I continue my series answering your question: Were there signs or tools during previous market tops signaling it was time to lock in profits and move into safe haven investments?

Last week, I examined the 2000 market top and today analyze the market action in 2007-08. I use the same chart indicators focusing on just four items, the value of the SPX (Standard & Poor’s 500), my buy/sell signal line, money flow and a momentum indicator. There's no need to make it complicated.

Caveat emptor: Many analysts design charts, but then change indicators to prove their points. I am not in that camp and will use the same indicators in each analysis. If these indicators do not work, it will be apparent and I will identify as such.

For some, this is an introduction to charting and you may be saying the same thing that I did before I began — "What the heck is this?" All I ask is to follow along with the minimal goal of picking up one point per column.

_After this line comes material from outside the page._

PR #3569, opened 2026-08-10
feat: overlap NeMo-Gym spinup with MInf load

### LINKED ISSUE #3775: mcore inference HTTP server port pick is TOCTOU-prone; mirror vLLM's held-socket reservation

Stick with it. After a few columns, it will begin to make sense — and hopefully dollars and cents.

Since this is the first run at charting for many, let’s re-introduce the players. For price, I use the Elder Impulse System, developed by Dr. Alexander Elder. The value/price is represented by three colors: green, blue and red. They are called impulse bars. I read green bars as buying, blue as neutral, and red as selling.

Next, I monitor money flowing in and out of a security using the Chaikin Money Flow, developed by Marc Chaikin. I read green bars above zero as money moving in and red bars as money moving out.

Finally, always use an additional indicator for confirmation. In the bottom box, I feature the MACD Oscillator developed by Dr. Gerald Appel. I use it similar to the money flow, with bars above the zero line as money moving in and below the zero line as money moving out.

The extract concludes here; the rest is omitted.